Mamdani’s War on Charter School Expansion and Co-Location

Mamdani’s War on Charter School Expansion and Co-Location

Street Photography Mamdani Post - The Bowery

Ending the privatization of public education and the corrosive competition for space and resources.

Mamdani’s War on Charter School Expansion and Co-Location

Zhoran Mamdani identifies the charter school sector not as an innovative alternative, but as the sharpest spearhead of a decades-long project to privatize public education, undermine the teaching profession, and create a racially and economically segregated, two-tiered system. His policy agenda declares an unequivocal end to charter school expansion in New York City and initiates a multi-pronged campaign to roll back their influence and reintegrate their resources and students into a strengthened, democratically controlled public system. This is not a minor regulatory adjustment; it is a direct confrontation with one of the most powerful political and financial lobbies in the state, grounded in the principle that education is a public good, not a commodity or a field for philanthropic experimentation and private profit.

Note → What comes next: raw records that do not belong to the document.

PR #671, opened 2023-12-12
Evaluator: instantiate a filesystem for running Cirrus Hooks

edigaryev:
Let's use the old-way of instantiating a FS from environment variables for now, will switch to https://github.com/cirruslabs/cirrus-cli/pull/629 later.

### DIFF
--- a/internal/evaluator/evaluator.go
+++ b/internal/evaluator/evaluator.go
@@ -200,7 +200,15 @@ func (r *ConfigurationEvaluatorServiceServer) EvaluateFunction(
 	ctx context.Context,
 	request *api.EvaluateFunctionRequest,
 ) (*api.EvaluateFunctionResponse, error) {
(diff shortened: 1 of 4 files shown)


internal/evaluator/evaluator.go
```diff
@@ -282,3 +296,29 @@ func convertFS(apiFS *api.FileSystem) (fs fs.FileSystem, err error) {
...
+	// Use GitHub filesystem if all the required variables are present
+	owner, ok := env["CIRRUS_REPO_OWNER"]
+	if !ok {
+		return
+	}
+	repo, ok := env["CIRRUS_REPO_NAME"]
+	if !ok {
+		return
+	}
+	reference, ok := env["CIRRUS_CHANGE_IN_REPO"]
```
fkorotkov, line 314: This is not reflecting repositories' config resolution policy. It seems we need to pass an FS from the server side.

fkorotkov (approved):

PR #673, opened 2023-12-27
Vetu isolation: support host networking

edigaryev:
See https://github.com/cirruslabs/vetu/pull/35 for more details.


pkg/parser/instance/isolation/vetu/vetu.go
```diff
@@ -90,6 +90,18 @@ func New(mergedEnv map[string]string, parserKit *parserkit.ParserKit) *Vetu {
 		return nil
 	})
 
+	vetu.OptionalField(nameable.NewRegexNameable("networking"), nil, func(node *node.Node) error {
+		if node.HasChild("host") {
```
fkorotkov, line 94: What about bridged?

edigaryev: I don't think we need to expose anything right now as the default networking should be sufficient for `cirrus run` cases.

Note that `networking` here is missing a JSON schema, so it's kinda implies that it's a "hidden" option.

fkorotkov (approved):

PR #687, opened 2024-02-14
Store worker tasks in a `SyncMap`

fkorotkov:
Otherwise, we can iterate over it while items get deleted. This caused workers to die with "fatal error: concurrent map iteration and map write".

The centerpiece of Mamdani’s plan is an immediate moratorium on the approval of any new charter schools or the renewal of existing charters without an extreme, nearly impossible-to-meet burden of proof. The renewal standard would shift from test scores to demonstrable harm: Does the school exacerbate segregation? Has it failed to serve proportional numbers of students with disabilities or English Language Learners? Has it engaged in exclusionary discipline practices or “counseled out” struggling students? The likely result would be the non-renewal of a significant number of charters. For those that remain, Mamdani would push for a “charter freeze” at the state level, eliminating the provision that forces the city to pay rent for charters or provide them with public space. His most aggressive tool is the fight to end co-locations, the practice of placing charter schools within public school buildings, which has bred resentment, created inequitable “schools within schools,” and drained resources from host districts.

Mamdani proposes a “Public Reclamation Process” for co-located charters. The city would terminate co-location agreements, offering charter operators a choice: dissolve and allow their students to be absorbed into the revitalized public school, or transition to a “conversion charter” model under the direct control of the community school district and its elected council, with all staff becoming unionized DOE employees. The physical space reclaimed from charters would be repurposed for the host school’s needs: dedicated science labs, art studios, smaller class sizes, or community wellness centers. Financially, Mamdani would redirect the per-pupil funding that follows a child to a charter back into the foundational budget of the public system, arguing that the siphoning of these funds has created a vicious cycle of austerity and “failure” in traditional public schools that is then used to justify further charter expansion.

This agenda is inherently a war on two fronts: against the charter operators and their billionaire backers, and against the neoliberal ideology of “choice” and competition. Mamdani’s narrative counters this by championing “voice” over “choice”—the power of communities to democratically govern their neighborhood schools, rather than shopping for a scarce commodity. He would couple this aggressive stance with a massive positive investment in the public system—the community schools model, wraparound services, and the “CTE for Liberation” program—to demonstrate that a well-resourced, democratically controlled public school is the best choice for every family. The political battle will be ferocious, likely involving state pre-emption challenges and a media blitz framing him as anti-parent. Mamdani’s strategy is to mobilize the constituencies most harmed by charterization—teachers, parents in under-resourced public schools, and communities facing displacement—to fight not just for a policy, but for the very principle of education as a common, democratically managed resource, free from the dictates of the market.